Mencintai Rasulullah Muhammad SAW merupakan salah satu prinsip yang sangat penting dalam agama Islam. Rasulullah adalah utusan Allah yang diutus untuk membawa petunjuk-Nya kepada umat manusia.

Mencintai Rasulullah bukanlah sekadar perasaan yang muncul secara spontan, tetapi merupakan suatu kriteria yang perlu dipahami dan diamalkan oleh setiap muslim. Dalam Islam, mencintai Rasulullah adalah wajib bagi setiap muslim.

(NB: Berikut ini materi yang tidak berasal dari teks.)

PR #179, opened 2016-09-21
Sprint1

JMurphyWeb:
This is the current version on Heroku.

It would  be great to get this merged in before any other PR.
Add logo/icons to public folder
Add edit user button to user list
Style login


public/assets/Arrow-circle-down.svg
```diff
@@ -0,0 +1,15 @@
+<?xml version="1.0" encoding="UTF-8" standalone="no"?>
```
nelsonic: @JMurphyWeb was this SVG supplied by the client?

public/assets/Arrow-circle-up.svg
```diff
@@ -0,0 +1,15 @@
+<?xml version="1.0" encoding="UTF-8" standalone="no"?>
```
nelsonic: prefer to have filenames with all _lowercase_ characters.

templates/partials/user.html
```diff
@@ -1,4 +1,9 @@
 <li class="list__item">
+    <!-- {{#if permissions.admin}} -->
```
nelsonic: if you aren't _using_ this code, delete it.

nelsonic:
@JMurphyWeb looks good. lots of SVGs ... we should _encourage_ clients to use an _existing_ icon library in MVP rather than export/import a whole bunch of images/icons... but merge-able. 👍

PR #195, opened 2016-09-26
primary user cannot edit email

### LINKED ISSUE #186: Primary users should not have access to change their email address
As an EMF admin, I do not want primary users to have access to change their email addresses (in the 'Settings' menu) so that if they change to a different organisation, they can't take the existing organisation with them!

This should be a read-only field.

JMurphyWeb:
resolves #186


JMurphyWeb:
This is tiny and can probably be merged in whenever

nelsonic:
@JMurphyWeb nice work. 👍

Allah SWT berfirman dalam Al-Qur’an, Surah Al-Imran ayat 31.

 قُلْ اِنْ كُنْتُمْ تُحِبُّوْنَ اللّٰهَ فَاتَّبِعُوْنِيْ يُحْبِبْكُمُ اللّٰهُ وَيَغْفِرْ لَكُمْ ذُنُوْبَكُمْ ۗ وَاللّٰهُ غَفُوْرٌ رَّحِيْمٌ

Bacaan Lainnya
DONASI

Artinya: “Katakanlah (Muhammad), jika kamu (benar-benar) mencintai Allah, ikutilah aku, niscaya Allah mengasihi dan mengampuni dosa-dosamu.”

Ayat ini menunjukkan bahwa mencintai  Allah dan Rasul-Nya saling terkait dan merupakan bagian integral dari keyakinan seorang muslim. Ayat ini juga memberikan penjelasan yang sangat kuat untuk mematahkan pengakuan orang-orang yang mengakui mencintai Allah SWT sepanjang waktu, sedangkan amal perbuatannya berlawanan dengan ucapan-ucapan itu.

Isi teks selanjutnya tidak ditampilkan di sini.